Und im Hinausgehen aus dieser Welt nimmt M. angesichts der eigenen Trauerfeier kein Blatt vor den Mund: „Den anderen 5 Kindern meiner Eltern und deren Partnern und Nachkommen verbiete ich die Teilnahme an dieser Feier. Ihr seid alle ausgeladen!“, verfügt er. Mit der Anzeige wurde die Nachwelt auf Hubert M. aufmerksam.

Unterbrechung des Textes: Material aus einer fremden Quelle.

PR #9028, opened 2026-03-25
implement enable_sbpf_v3_deployment_and_execution

topointon-jump:
- [x] restructure jump table to use v0 as a base with overrides, so it's obvious what is in each sbpf version
- [x] update stricter elf verification with latest changes from https://github.com/solana-foundation/solana-improvement-documents/pull/189
- [x] static syscalls https://github.com/solana-foundation/solana-improvement-documents/pull/178
- [x] sbpf v3 isa changes https://github.com/solana-foundation/solana-improvement-documents/pull/377
- [x] unit tests
- [x] ledgers

### DIFF
--- a/src/flamenco/vm/fd_vm.c
+++ b/src/flamenco/vm/fd_vm.c
@@ -156,8 +156,6 @@ fd_vm_validate( fd_vm_t const * vm ) {
 # define FD_CHECK_CALL_REG_SRC  ((uchar)9)  /* Validation should check that callx has valid register number in src */
 # define FD_CHECK_CALL_REG_DST  ((uchar)13) /* Validation should check that callx has a valid register number in dst */
 # define FD_CHECK_CALL_REG_IMM  ((uchar)10) /* Validation should check that callx has a valid register number in imm */
-# define FD_CHECK_CALL_IMM      ((uchar)11) /* Check call against functions registry */
-# define FD_CHECK_SYSCALL       ((uchar)12) /* Check call against syscalls registry */
 
   uchar validation_map[ 256 ] = {
     /* 0x00 */ FD_INVALID,    /* 0x01 */ FD_INVALID,    /* 0x02 */ FD_INVALID,    /* 0x03 */ FD_INVALID,
@@ -436,27 +434,6 @@ fd_vm_validate( fd_vm_t const * vm ) {
     case FD_CHECK_CALL_REG_DST: {
       if( FD_UNLIKELY( instr.dst_reg > 9 ) ) {
         return FD_VM_ERR_INVALID_REG;
-      }
-      break;
-    }
-
-    /* https://github.com/anza-xyz/sbpf/blob/v0.14.4/src/verifier.rs#L403-L409 */
-    case FD_CHECK_CALL_IMM: {
-      ulong target_pc = (ulong)( fd_long_sat_add( (long)i, fd_long_sat_add( (long)(int)instr.imm, 1 ) ) );
-      if( FD_UNLIKELY( !(
-        target_pc<text_cnt && fd_sbpf_is_function_start( fd_sbpf_instr( text[target_pc] ) )
-      ) ) ) {
-        return FD_VM_INVALID_FUNCTION;
-      }
-      break;
-    }
-
-    /* https://github.com/anza-xyz/sbpf/blob/v0.12.2/src/verifier.rs#L414-L423 */
-    case FD_CHECK_SYSCALL: {
-      /* check active syscall */
-      fd_sbpf_syscalls_t const * syscall = fd_sbpf_syscalls_query_const( vm->syscalls, (ulong)instr.imm, NULL );
-      if( FD_UNLIKELY( !syscall ) ) {
-        return FD_VM_INVALID_SYSCALL;
       }
       break;
     }


src/flamenco/vm/fd_vm_interp_core.c
```diff
@@ -739,6 +739,31 @@
...
+      /* External syscall
+         https://github.com/anza-xyz/sbpf/blob/v0.14.4/src/interpreter.rs#L545-L553 */
+      fd_sbpf_syscalls_t const * syscall = imm!=fd_sbpf_syscalls_key_null() ? fd_sbpf_syscalls_query_const( syscalls, (ulong)imm, NULL ) : NULL;
+      if( FD_UNLIKELY( !syscall ) ) goto sigillbr;
+      FD_VM_INTERP_SYSCALL_EXEC;
+    } else if( src == 1 ) {
+      /* Internal call
+         https://github.com/anza-xyz/sbpf/blob/v0.14.4/src/interpreter.rs#L555-L563
+         https://github.com/anza-xyz/sbpf/blob/v0.14.4/src/program.rs#L97-L103 */
+      long target_pc_l = fd_long_sat_add( (long)pc, fd_long_sat_add( (long)(int)imm, 1L ) );
```
0x0ece, line 754: we MAY need to special case entrypoint, like we do in 0x85?
(I guess best way is to just diff test what happens with that value...)

src/flamenco/vm/fd_vm_private.h
```diff
@@ -83,23 +83,30 @@ FD_STATIC_ASSERT( sizeof(fd_vm_vec_t)==FD_VM_VEC_SIZE, fd_vm_vec size mismatch )
    and create a huge mess.
    We define both, so hopefully it's foolproof. */
 
-#define FD_VM_SBPF_REJECT_RODATA_STACK_OVERLAP(v)  ( v != FD_SBPF_V0 )
-#define FD_VM_SBPF_ENABLE_ELF_VADDR(v)             ( v != FD_SBPF_V0 )
+/* https://github.com/anza-xyz/sbpf/blob/v0.14.4/src/program.rs#L28-L93 */
+#define FD_VM_SBPF_REJECT_RODATA_STACK_OVERLAP(v)          ( v != FD_SBPF_V0 )
```
0x0ece: delete this and next one? they seem unused (and they're still written as != V0 which seems risky)

src/flamenco/vm/fd_vm_interp_core.c
```diff
@@ -778,7 +801,10 @@
 
     FD_VM_INTERP_STACK_PUSH;
```
0x0ece, line 802: This should go AFTER the new code, because reg_dst could be 10.

src/ballet/sbpf/fd_sbpf_loader.c
```diff
@@ -757,71 +755,93 @@ fd_sbpf_elf_peek_strict( fd_sbpf_elf_info_t * info,
...
-  // if( FD_UNLIKELY( !fd_ulong_is_aligned( sizeof(fd_elf64_ehdr), 8UL ) ) ) {
-  //   return FD_SBPF_ELF_PARSER_ERR_INVALID_ALIGNMENT;
-  // }
 
-  /* Parse program headers (expecting 4 segments) */
+  /* Parse program headers (expecting up to 2 segments: rodata + bytecode)
+     https://github.com/anza-xyz/sbpf/blob/v0.14.4/src/elf.rs#L448-L484 */
+
+  #define STRICT_EXPECTED_PHDR_CNT (2U)
+  ulong expected_p_vaddr[ STRICT_EXPECTED_PHDR_CNT ] = { FD_SBPF_MM_BYTECODE_ADDR, FD_SBPF_MM_RODATA_ADDR }; /* { MM_RODATA_START(0), MM_BYTECODE_START(0x100000000) } */
```
0x0ece: Naming issue (not a bug, but maybe worth fixing?)

In fd we have:
```
#define FD_SBPF_MM_BYTECODE_ADDR (0x0UL)         /* bytecode */
#define FD_SBPF_MM_RODATA_ADDR   (0x100000000UL) /* readonly program data */
```

In agave:
```
MM_RODATA_START = 0 (rodata lives at 0 in V3)
MM_BYTECODE_START = 0x100000000 (bytecode lives at 0x100000000)
```

The names are kind of swapped...

src/ballet/sbpf/fd_sbpf_loader.c
```diff
@@ -757,71 +755,93 @@ fd_sbpf_elf_peek_strict( fd_sbpf_elf_info_t * info,
...
-  ulong expected_p_vaddr[ EXPECTED_PHDR_CNT ] = { FD_SBPF_MM_BYTECODE_ADDR, FD_SBPF_MM_RODATA_ADDR, FD_SBPF_MM_STACK_ADDR, FD_SBPF_MM_HEAP_ADDR };
-  uint  expected_p_flags[ EXPECTED_PHDR_CNT ] = { FD_SBPF_PF_X,             FD_SBPF_PF_R,           FD_SBPF_PF_RW,         FD_SBPF_PF_RW        };
-  fd_elf64_phdr     phdr[ EXPECTED_PHDR_CNT ];
-  for( uint i=0; i<EXPECTED_PHDR_CNT; i++ ) {
-    ulong phdr_off = sizeof(fd_elf64_ehdr) + i*sizeof(fd_elf64_phdr);
-    phdr[ i ] = FD_LOAD( fd_elf64_phdr, bin+phdr_off );
+  /* https://github.com/anza-xyz/sbpf/blob/v0.14.4/src/elf.rs#L455-L463
+     If the first PH is not marked as readonly, expect the rodata
+     segment to be skipped. */
+  fd_elf64_phdr phdr0 = FD_LOAD( fd_elf64_phdr, bin + sizeof(fd_elf64_ehdr) );
```
0x0ece, line 794: We need to be careful with alignment.

Alignment check: Agave's parse_file_header checks pointer alignment, but always succeeds because AlignedMemory::from_slice pre-aligns. 

Firedancer uses FD_LOAD for unaligned access.

The risk I can see is that we'd load an unaligned program but agave may fail to load it (or another side effect due to re-aligning it...).

We should make sure we fuzz this cc @mjain-jump

0x0ece: FYI, I had AI check and it should be good, but I still think we should cover this with the fuzzer just to be sure (esp. about future changes).

src/ballet/sbpf/fd_sbpf_loader.c
```diff
@@ -1887,6 +1901,34 @@ fd_sbpf_program_load_lenient( fd_sbpf_program_t *             prog,
...
+  /* https://github.com/anza-xyz/sbpf/blob/v0.14.4/src/elf.rs#L486-L496 */
+  fd_elf64_phdr bytecode_phdr;
+  if( FD_UNLIKELY( skip_rodata ) ) {
+    prog->rodata_sz = 0UL;
+    bytecode_phdr   = phdr_0;
+  } else {
+    prog->rodata_sz = phdr_0.p_memsz;
+    bytecode_phdr   = FD_LOAD( fd_elf64_phdr, bin+sizeof(fd_elf64_ehdr)+sizeof(fd_elf64_phdr) );
+  }
+
```
0x0ece, line 1929: We prob have to memcpy( prog->rodata, ... ) ?

src/ballet/sbpf/fd_sbpf_loader.c
topointon-jump: I _think_ this is fine, but you're right we definitely need to fuzz this

src/flamenco/vm/fd_vm_interp_core.c
topointon-jump: I don't think we do - I have this as a test program in the `enable_sbpf_v3_deployment_and_execution` ledger and the behaviour is the same. Agave also doesn't special-case this either.

src/flamenco/progcache/fd_prog_load.c
```diff
@@ -96,16 +96,16 @@ fd_prog_versions( fd_features_t const * features,
...
-  if( enable_v2 ) {
-    v.max_sbpf_version = FD_SBPF_V2;
-  } else if( enable_v1 ) {
-    v.max_sbpf_version = FD_SBPF_V1;
-  } else {
-    v.max_sbpf_version = FD_SBPF_V0;
-  }
-  v.min_sbpf_version = enable_v0 ? FD_SBPF_V0 : fd_uint_min( FD_SBPF_V2, v.max_sbpf_version );
+  /* https://github.com/anza-xyz/agave/blob/v4.0.0-beta.4/syscalls/src/lib.rs#L314-L319 */
+  v.min_sbpf_version = enable_v0 ? FD_SBPF_V0 : FD_SBPF_V3;
```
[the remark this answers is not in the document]
topointon-jump: I do agree but this is what agave does

src/flamenco/vm/fd_vm_interp_core.c
topointon-jump: I don't think this is necessary, the verifier will catch reg_dst > 9

src/ballet/sbpf/fd_sbpf_loader.c
```diff
@@ -778,16 +780,13 @@ fd_sbpf_elf_peek_strict( fd_sbpf_elf_info_t * info,
   if( FD_UNLIKELY( (program_header_table_end-sizeof(fd_elf64_ehdr))%sizeof(fd_elf64_phdr) ) ) {
     return FD_SBPF_ELF_PARSER_ERR_INVALID_SIZE;
   }
-  if( FD_UNLIKELY( program_header_table_end>bin_sz ) ) {
```
0x0ece, line 783: I think we need to keep this?

I feel it corresponds to this? https://github.com/anza-xyz/sbpf/blob/main/src/elf_parser/mod.rs#L592-L594

topointon-jump: checked in the block above

0x0ece: Redundant

0x0ece (approved):

src/flamenco/vm/fd_vm_interp_core.c
```diff
@@ -687,25 +692,48 @@
...
+      }
+    }
+
+    /* Internal call
+       https://github.com/anza-xyz/sbpf/blob/v0.14.4/src/interpreter.rs#L555-L573 */
+    if( FD_VM_SBPF_STATIC_SYSCALLS( sbpf_version ) ) {
+      /* https://github.com/anza-xyz/sbpf/blob/v0.14.4/src/interpreter.rs#L556-L563 */
+
+      /* https://github.com/anza-xyz/sbpf/blob/v0.14.4/src/program.rs#L97-L103 */
+      long target_pc_l = fd_long_sat_add( (long)pc, fd_long_sat_add( (long)(int)imm, 1L ) );
```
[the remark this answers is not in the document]
topointon-jump: it uses saturating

„Offenheit und Ehrlichkeit waren mir immer sehr wichtig. Manchem habe ich damit wehgetan - und das war gut so“, schreibt M. in seiner Anzeige. „Ich weiß nicht, ob das Ehrlichkeit ist“, sagt dazu der Psychologe Jorgos Canacakis, Trauerexperte und Verfasser zahlreicher Bücher über das Trauern. „Es hat vermutlich mehr mit seiner Persönlichkeit zu tun. Er will gehört, gesehen und verstanden werden.“

Am Ende Ordnung schaffen

Es sei nicht unüblich, dass Menschen am Ende eines Lebens „noch einmal Ordnung schaffen“ wollten, sagt der Trauerforscher. Meist geschehe dies aber in Form von Briefen. So wie M. in seiner Anzeige sei „schon besonders“. Sein Ziel sei vermutlich, Aufmerksamkeit zu erregen. „Er will nicht unglamourös sterben“, mutmaßt Canacakis über den Verblichenen.

M. lässt die Nachwelt auch daran teilhaben, dass er „ein gutes Leben“ hatte, „das aber auch von vielen Krankheiten überschattet war. Die letzte war leider unbesiegbar.“ Er schreibt über seine „wunderbare Frau“, „einen guten Sohn“ und „zwei tolle Enkelkinder“.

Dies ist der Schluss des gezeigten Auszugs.